- RECORDS PROVIDED
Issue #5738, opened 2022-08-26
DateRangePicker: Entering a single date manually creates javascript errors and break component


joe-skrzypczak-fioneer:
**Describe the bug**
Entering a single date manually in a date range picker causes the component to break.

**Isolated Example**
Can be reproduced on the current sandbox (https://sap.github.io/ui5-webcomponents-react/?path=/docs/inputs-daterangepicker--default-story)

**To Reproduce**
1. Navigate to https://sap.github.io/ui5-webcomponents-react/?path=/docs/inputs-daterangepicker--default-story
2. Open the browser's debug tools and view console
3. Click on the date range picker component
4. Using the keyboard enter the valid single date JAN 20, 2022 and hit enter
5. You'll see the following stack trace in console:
--
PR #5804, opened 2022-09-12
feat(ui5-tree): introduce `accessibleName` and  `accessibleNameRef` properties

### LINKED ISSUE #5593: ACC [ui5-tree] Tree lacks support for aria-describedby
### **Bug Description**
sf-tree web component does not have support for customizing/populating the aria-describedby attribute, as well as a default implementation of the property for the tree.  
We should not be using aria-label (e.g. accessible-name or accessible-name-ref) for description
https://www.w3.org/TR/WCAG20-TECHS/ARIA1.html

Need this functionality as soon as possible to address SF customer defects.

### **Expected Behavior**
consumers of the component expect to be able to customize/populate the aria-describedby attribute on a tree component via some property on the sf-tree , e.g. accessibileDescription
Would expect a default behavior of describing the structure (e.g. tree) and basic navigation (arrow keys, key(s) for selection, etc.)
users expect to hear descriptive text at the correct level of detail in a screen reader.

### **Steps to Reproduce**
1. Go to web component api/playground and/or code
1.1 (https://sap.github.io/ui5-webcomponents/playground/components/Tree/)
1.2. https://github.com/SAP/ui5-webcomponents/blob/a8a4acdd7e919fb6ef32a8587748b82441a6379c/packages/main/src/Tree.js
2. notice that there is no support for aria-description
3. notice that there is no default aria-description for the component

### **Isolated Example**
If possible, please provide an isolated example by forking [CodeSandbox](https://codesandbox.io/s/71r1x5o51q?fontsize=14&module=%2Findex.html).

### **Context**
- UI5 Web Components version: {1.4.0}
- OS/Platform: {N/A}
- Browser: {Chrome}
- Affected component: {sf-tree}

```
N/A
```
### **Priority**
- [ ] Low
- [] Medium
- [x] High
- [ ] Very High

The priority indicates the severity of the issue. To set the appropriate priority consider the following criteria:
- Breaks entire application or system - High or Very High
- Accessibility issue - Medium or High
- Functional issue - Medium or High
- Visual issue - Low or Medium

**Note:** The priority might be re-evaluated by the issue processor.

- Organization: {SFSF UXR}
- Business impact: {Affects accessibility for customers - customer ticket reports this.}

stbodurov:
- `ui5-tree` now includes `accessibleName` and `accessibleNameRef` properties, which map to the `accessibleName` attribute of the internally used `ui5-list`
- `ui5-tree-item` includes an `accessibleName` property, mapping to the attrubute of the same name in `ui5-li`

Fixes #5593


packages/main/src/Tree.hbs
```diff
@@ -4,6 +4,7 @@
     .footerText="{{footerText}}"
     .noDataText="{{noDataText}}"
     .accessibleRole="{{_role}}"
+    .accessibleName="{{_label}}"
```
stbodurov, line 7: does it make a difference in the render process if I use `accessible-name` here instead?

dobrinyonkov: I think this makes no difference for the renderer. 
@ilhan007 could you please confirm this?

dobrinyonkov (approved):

- EXERCISE BRIEF
What is needed is an exact copy of the lines above, from the one containing "Would expect a" through the one containing "packages/main/src/Tree.hbs", with nothing added.

- ANSWER TO THIS EXERCISE
Would expect a default behavior of describing the structure (e.g. tree) and basic navigation (arrow keys, key(s) for selection, etc.)
users expect to hear descriptive text at the correct level of detail in a screen reader.

### **Steps to Reproduce**
1. Go to web component api/playground and/or code
1.1 (https://sap.github.io/ui5-webcomponents/playground/components/Tree/)
1.2. https://github.com/SAP/ui5-webcomponents/blob/a8a4acdd7e919fb6ef32a8587748b82441a6379c/packages/main/src/Tree.js
2. notice that there is no support for aria-description
3. notice that there is no default aria-description for the component

### **Isolated Example**
If possible, please provide an isolated example by forking [CodeSandbox](https://codesandbox.io/s/71r1x5o51q?fontsize=14&module=%2Findex.html).

### **Context**
- UI5 Web Components version: {1.4.0}
- OS/Platform: {N/A}
- Browser: {Chrome}
- Affected component: {sf-tree}

```
N/A
```
### **Priority**
- [ ] Low
- [] Medium
- [x] High
- [ ] Very High

The priority indicates the severity of the issue. To set the appropriate priority consider the following criteria:
- Breaks entire application or system - High or Very High
- Accessibility issue - Medium or High
- Functional issue - Medium or High
- Visual issue - Low or Medium

**Note:** The priority might be re-evaluated by the issue processor.

- Organization: {SFSF UXR}
- Business impact: {Affects accessibility for customers - customer ticket reports this.}

stbodurov:
- `ui5-tree` now includes `accessibleName` and `accessibleNameRef` properties, which map to the `accessibleName` attribute of the internally used `ui5-list`
- `ui5-tree-item` includes an `accessibleName` property, mapping to the attrubute of the same name in `ui5-li`

Fixes #5593


packages/main/src/Tree.hbs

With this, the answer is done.